Tak hanya itu, hasil survei sejumlah lembaga pun menunjukkan politik uang masih saja marak di negeri ini. Seperti survei dari satu lembaga pada 2014 silam yang menyebut 34 persen pemilih pernah ditawari suap.

Kemudian, sambung Jerry, survei dari LIPI pada 2019 juga menyatakan 40 persen responden menerima uang tetapi tidak mempertimbangkan untuk tetap memilih mereka. Kemudian 37 persen lainnya mengaku menerima pemberian uang dan mempertimbangkan si pemberi untuk dipilih.


Begitu pula hasil survei SPD, sekitar 60 persen pemilih ketika ditawari politik uang dari kandidat beserta perangkat turunannya mengaku akan menerima.

Bahkan, imbuh Jerry, ada 7.132 kasus yang ditangani Bawaslu pada Pemilu 2019 lalu. Ada 343 kasus pelanggaran pidana, 5.167 kasus pelanggaran administratif, 121 kasus pelanggaran kode etik, dan 696 kasus pelanggaran hukum lainnya.
Jadi, menurut Jerry, untuk memutus rantai politik uang ini harus ada polisi kepemiluan.

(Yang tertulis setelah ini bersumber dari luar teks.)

PR #277, opened 2021-01-04
remove flashing user

madhur-tandon:
Python backend to remove flashing while logging.

### DIFF
--- a/quetz/frontend.py
+++ b/quetz/frontend.py
@@ -2,7 +2,6 @@ import json
 import logging
 import os
 import sys
-import uuid
 from pathlib import Path
 
 import jinja2
@@ -24,10 +23,28 @@ catchall_router = APIRouter()
 
 mock_settings_dict = None
 frontend_dir = ""
-static_dir = ""
-profile = None
-config_data = {}
 index_template = None
+
+
+google_login_available = (
+    hasattr(config, 'google_client_id')
+    and config.google_client_id is not None
+    and hasattr(config, 'google_client_secret')
+    and config.google_client_secret is not None
+)
+github_login_available = (
+    hasattr(config, 'github_client_id')
+    and config.github_client_id is not None
+    and hasattr(config, 'github_client_secret')
+    and config.github_client_secret is not None
+)
+
+config_data = {
+    "appName": "Quetz – the fast conda package server!",
+    "baseUrl": "/jlabmock/",
+    "github_login_available": github_login_available,
+    "google_login_available": google_login_available,
+}
 
 
 @mock_router.get('/api/sessions', include_in_schema=False)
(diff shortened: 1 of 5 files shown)


quetz/frontend.py
```diff
@@ -102,13 +110,33 @@ def render_index(config):
...
+    get_rendered_index(config_data, profile, index_template)
+
     if "." not in resource:
         return FileResponse(path=os.path.join(frontend_dir, "index.html"))
     else:
         return FileResponse(path=os.path.join(frontend_dir, resource))
 
 
+def get_rendered_index(config_data, profile, index_template):
+    config_data["logged_in_user_profile"] = rest_models.Profile.from_orm(profile).json()
```
wolfv, line 133: maybe it should be `dict` here? since it is going to be converted to json in the template / jinja.

quetz/frontend.py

"Kalau tak ada lembaga khusus peradilan Pemilu, maka praktik politik uang dan mahar politik bahkan transaksional masih tumbuh subur di negeri ini. Sementara kalau ada polisi pemilu maka semua kasus bisa ditangani dan bisa dipidana," demikian Jerry. dilansir RMOL.ID. [ogi]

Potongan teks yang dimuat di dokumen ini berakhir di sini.